Histórias de verão 5: Bandeira Branca
Ele: tirolês. Ela: odalisca. Eram de culturas muito diferentes, não podia dar certo. Mas tinham só quatro anos e se entenderam. No mundo dos quatro anos todos se entendem, de um jeito ou de outro. Em vez de dançarem, pularem e entrarem no cordão, resistiram a todos os apelos desesperados das mães e ficaram sentados no chão, fazendo um montinho comum de confete, serpentina e poeira, até serem arrastados para casa, sob ameaças de jamais serem levados a outro baile de carnaval.
Encontraram-se de novo no baile infantil do clube do ano seguinte. Ele com o mesmo tirolês, agora apertado nos fundilhos, ela de egípcia. Tentaram recomeçar o montinho, mas desta vez as mães reagiram e os dois foram obrigados e dançar, pular e entrar no cordão, sob ameaça de levarem uns tapas. Passaram o tempo todo de mãos dadas.
Só no terceiro carnaval se falaram.
- Como é teu nome?
- Janice. E o teu?
- Píndaro.
- O que?!
- Píndaro.
- Que nome!
Ele de legionário romano, ela de índia americana.
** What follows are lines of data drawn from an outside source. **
PR #702, opened 2019-11-06
Shows user why endpoint is missing

cbron:
Screen Shot 2019-11-06 at 12 34 02 PM


cbron:
Got confirmation from Darren in person.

Só no sétimo baile (pirata, chinesa) desvendaram o mistério de só se encontrarem no carnaval e nunca se encontrarem no clube, no resto do ano. Ela morava no interior, vinham visitar uma tia no carnaval, a tia é que era sócia.
- Ah.
Foi o ano em que ele preferiu ficar com a sua turma, tentando encher a boca das meninas de confete, e ela ficou na mesa, brigando com a mãe, se recusando a brincar, o queixo enterrado na gola alta do vestido de imperadora. Mas quase no fim do baile, na hora do "Bandeira Branca", ele veio, e a puxou pelo braço, e os dois foram para o meio do salão, abraçados. E quando se despediram ela o beijou na face, disse "Até o carnaval que vem" e saiu correndo.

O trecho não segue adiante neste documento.